Entendu sur RMC infos ce matin, le supporter de l’Olympique de Marseille accueilli la nuit dernière en « héros » à l’aéroport de Marignane. Encore une fois les « journaleux » ne sont pas capables de faire preuve de bon sens et d’utiliser les termes appropriés. L’évènement est heureux évidemment mais de là à faire d’un supporter un zéro (pardon, un héros) il y a un gouffre qu’il eût mieux valu ne pas franchir. Mais rien n’arrête nos vaillants journaleux. À une certaine époque, le général Patton avait une autre idée du héros. Pour lui quelqu’un qui se faisait tuer au combat n’était qu’un C.O.N. Pour lui le véritable héros c’était celui qui allait tuer les C.O.N.S d’en face. On est bien loin de ces héros. Enfin, lorsque Santos aura procréé, son fils pourra réciter ce poème de Victor Hugo relatant un épisode d’une des guerres napoléoniennes en Espagne.

Après la bataille

Mon père, ce héros au sourire si doux,

Suivi d'un seul housard qu'il aimait entre tous

Pour sa grande bravoure et pour sa haute taille,

Parcourait à cheval, le soir d'une bataille,

Le champ couvert de morts sur qui tombait la nuit.

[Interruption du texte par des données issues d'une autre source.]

PR #404, opened 2025-05-14
Support for attribute generation from rules

Anilm3:
This PR primarily introduces support for generating attributes through rules. This is a new mechanism which can be used to tag traces with small amounts of metadata based on the request, response data, or even RASP data. In addition, this PR also introduces two more toggles for rules:
- `event`: enables or disable event generation ,
- `keep`: indicates to the caller that any trace sampling must be bypassed for this particular event or set of attributes

These new fields are introduced in a new map named `output`, as can be seen in the update rule schema below, more details can be found in the relevant RFC:

```json
    {
      "id": ...,
      "name": ...,
      "tags": { ... },
      "conditions": [...],
      "output": {
        "event": (true | false),
        "keep": (true | false),
        "attributes": { ... }
      }
    }
```

In addition to this change, some internal refactoring has been done, which explains the size of the PR, as many tests had to be updated. Note that copilot provides a summary of changes (albeit a limited one).

Related Jiras: [APPSEC-57574]

[APPSEC-57574]: https://datadoghq.atlassian.net/browse/APPSEC-57574?atlOrigin=eyJpIjoiNWRkNTljNzYxNjVmNDY3MDlhMDU5Y2ZhYzA5YTRkZjUiLCJwIjoiZ2l0aHViLWNvbS1KU1cifQ


src/attribute_collector.hpp
```diff
@@ -0,0 +1,100 @@
...
+    }
+
+    bool emplace(std::string_view key, const ddwaf_object &value, bool copy);
+
+    bool collect(const object_store &store, target_index input_target,
+        std::span<const std::string> input_key_path, std::string_view output);
+
+    void collect_pending(const object_store &store);
+
+    [[nodiscard]] bool has_pending_attributes() const { return !pending_.empty(); }
```
cataphract, line 71: has no callers outside tests

src/attribute_collector.hpp
```diff
@@ -0,0 +1,100 @@
...
+
+    ddwaf_object get_available_attributes()
```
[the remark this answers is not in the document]
cataphract: I'd also simplify the interface and remove all the pending stuff from it. You just insert (put) attributes, collect and fetch them (you'd pass the store to `get_available_attributes`)

src/attribute_collector.hpp
```diff
@@ -0,0 +1,100 @@
...
+    enum class collection_state : uint8_t { success, unavailable, failed };
+
+    collection_state collect_helper(const object_store &store, target_index input_target,
+        std::span<const std::string> input_key_path, std::string_view output);
+    bool emplace_helper(std::string_view key, const ddwaf_object &value, bool copy);
+
+    // The views and spans used here are owned by rules and processors, these
+    // are part of their definition and are unchanging during the lifetime of
+    // the context, therefore it's safe to use them.
+    using target_type = std::pair<target_index, std::span<const std::string>>;
```
cataphract, line 93: wouldn't hurt to use a struct or at least mention what the span is about

src/configuration/rule_parser.cpp
```diff
@@ -60,12 +64,61 @@ rule_spec parse_rule(raw_configuration::map &rule, core_rule::source_type source
...
+    if (at<bool>(output, "event", true)) {
+        flags = flags | rule_flags::generate_event;
+    }
+    if (at<bool>(output, "keep", true)) {
+        flags = flags | rule_flags::keep_outcome;
+    }
+
+    auto attr_map = at<raw_configuration::map>(output, "attributes", {});
+    std::vector<rule_attribute> attributes;
+    for (auto &[output, value_or_target] : attr_map) {
```
cataphract, line 78: don't shadow the earlier variable

src/rule.hpp
```diff
@@ -21,33 +21,116 @@
...
+enum class rule_source : uint8_t { base = 1, user = 2 };
+
+struct rule_attribute {
+    struct input_target {
+        std::string name;
+        target_index index;
+        std::vector<std::string> key_path;
+    };
+    std::variant<input_target, std::string, uint64_t, int64_t, double, bool> input;
+    std::string output;
```
cataphract, line 66: Not a fan of the naming; input/output here are nondescript and are not symmetrical. IIUC one is the attribute value or the source of the attribute value and the other the attribute key.

src/attribute_collector.cpp
```diff
@@ -0,0 +1,105 @@
...
+        if (state != collection_state::unavailable) {
+            it = pending_.erase(it);
+        } else {
+            ++it;
+        }
+    }
+}
+
+attribute_collector::collection_state attribute_collector::collect_helper(const object_store &store,
+    target_index input_target, std::span<const std::string> input_key_path, std::string_view output)
```
cataphract, line 62: maybe some logging here

cataphract (approved):

src/attribute_collector.hpp
```diff
@@ -0,0 +1,100 @@
...
+public:
+    attribute_collector() { ddwaf_object_map(&attributes_); }
+    attribute_collector(const attribute_collector &) = delete;
+    attribute_collector &operator=(const attribute_collector &) = delete;
+    attribute_collector(attribute_collector &&other) noexcept = delete;
+    attribute_collector &operator=(attribute_collector &&other) noexcept = delete;
+    ~attribute_collector() { ddwaf_object_free(&attributes_); }
+
+    // NOLINTNEXTLINE(bugprone-easily-swappable-parameters)
+    bool emplace(std::string_view key, std::string_view value)
```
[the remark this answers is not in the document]
Anilm3: I'm constructing intermediate objects because there's no choice, but in v2 this should work as intended.

src/attribute_collector.hpp
Anilm3: Yes, I only added this for testing, I'll add a comment.

src/attribute_collector.hpp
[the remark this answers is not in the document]
Anilm3: You're right that I should've added more comments, the pending attributes are necessary because the required addresses may not be available at the time the rule matches, so they're kept in pending and checked on every run to generate them as the data becomes available.

> name suggests it's not a destructive operation
Fair enough I'll rename it to `move_available_attributes` or  `get_available_attributes_and_reset`.

src/attribute_collector.cpp
Anilm3: True I should add a bit more logging all around.

src/attribute_collector.hpp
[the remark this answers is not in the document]
Anilm3: On the other hand, if you meant changing things so that collect just adds the attribute to the pending queue, I did consider that approach initially but I'm not keen on the idea of the extra allocations when they're not strictly necessary. I can't predict how this feature will be used or abused but I assume that, in most cases, the pending queue will typically remain empty / unallocated.

src/attribute_collector.hpp
```diff
@@ -0,0 +1,100 @@
...
+#include <string_view>
+#include <unordered_map>
+
+#include "object_store.hpp"
+#include "target_address.hpp"
+#include "utils.hpp"
+
+namespace ddwaf {
+
+class attribute_collector {
```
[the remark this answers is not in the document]
Anilm3: Added some documentation.

src/attribute_collector.hpp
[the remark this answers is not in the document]
Anilm3: Renamed to insert for now.

src/attribute_collector.hpp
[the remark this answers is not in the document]
Anilm3: Renamed to `get_available_attributes_and_reset`.

src/attribute_collector.hpp
Anilm3: Done.

src/attribute_collector.hpp
Anilm3: Added a comment explaining the purpose of both elements.

src/configuration/rule_parser.cpp
Anilm3: Fixed.

src/attribute_collector.cpp
Anilm3: Added some logging.

src/rule.hpp
Anilm3: Fixed.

Il lui sembla dans l'ombre entendre un faible bruit.

C'était un Espagnol de l'armée en déroute

Qui se traînait sanglant sur le bord de la route,

Râlant, brisé, livide, et mort plus qu'à moitié.

Et qui disait: " A boire! à boire par pitié ! "

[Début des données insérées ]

PR #413, opened 2025-06-06
[v2] Container view types

Anilm3:
This PR introduces `array_view` and `map_view` as new container view types to better reflect the required underlying type in cases where this is explicitly needed.

The semantics of these view types do not resemble those of STL containers, instead, they follow the semantics of `object_view` itself for consistency across `detail::object` wrappers.


src/object.hpp
```diff
@@ -498,6 +524,229 @@ class object_view final : public readable_object<object_view> {
...
+    };
+
+    [[nodiscard]] iterator begin() const { return iterator{data_, data_ + size_}; }
+
+    [[nodiscard]] iterator end() const { return iterator{data_ + size_, data_ + size_}; }
+
+protected:
+    // NOLINTNEXTLINE(cppcoreguidelines-avoid-const-or-ref-data-members)
+    const detail::object *data_{nullptr};
+    uint16_t size_{0};
```
cataphract, line 609: I doubt there's a performance advantage in copying the size here.

src/object.hpp
```diff
@@ -498,6 +524,229 @@ class object_view final : public readable_object<object_view> {
...
+        size_ = o->via.array.size;
+    }
+    // NOLINTNEXTLINE(google-explicit-constructor, hicpp-explicit-conversions)
+    array_view(const detail::object &o) : array_view(&o) {}
+    // NOLINTNEXTLINE(google-explicit-constructor, hicpp-explicit-conversions)
+    array_view(object_view o) : array_view(o.ptr()) {}
+    // NOLINTNEXTLINE(google-explicit-constructor, hicpp-explicit-conversions)
+    array_view(const owned_object &ow);
+    // NOLINTNEXTLINE(google-explicit-constructor, hicpp-explicit-conversions)
+    array_view(const borrowed_object &ow);
```
cataphract, line 547: Repetitive... maybe using some concept for types convertible to detail::object *? If not `std::convertible_to` because you don't want to make it directly convertible, some other method to expose the pointer.

src/object.hpp
```diff
@@ -498,6 +524,229 @@ class object_view final : public readable_object<object_view> {
...
+            }
+
+            if (!child.has_value() || !child.is_map()) {
+                break;
+            }
+
+            root = child;
+        }
+        return {};
+    }
```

Mon père, ému, tendit à son housard fidèle

Une gourde de rhum qui pendait à sa selle,

Et dit: "Tiens, donne à boire à ce pauvre blessé. "

Tout à coup, au moment où le housard baissé

Se penchait vers lui, l'homme, une espèce de maure,

Saisit un pistolet qu'il étreignait encore,

Et vise au front mon père en criant: "Caramba! "

Le coup passa si près que le chapeau tomba

Et que le cheval fit un écart en arrière.

" Donne-lui tout de même à boire ", dit mon père.

Décidemment, « Autopsie d’une décadence » va avoir beaucoup de mal avec les médias français.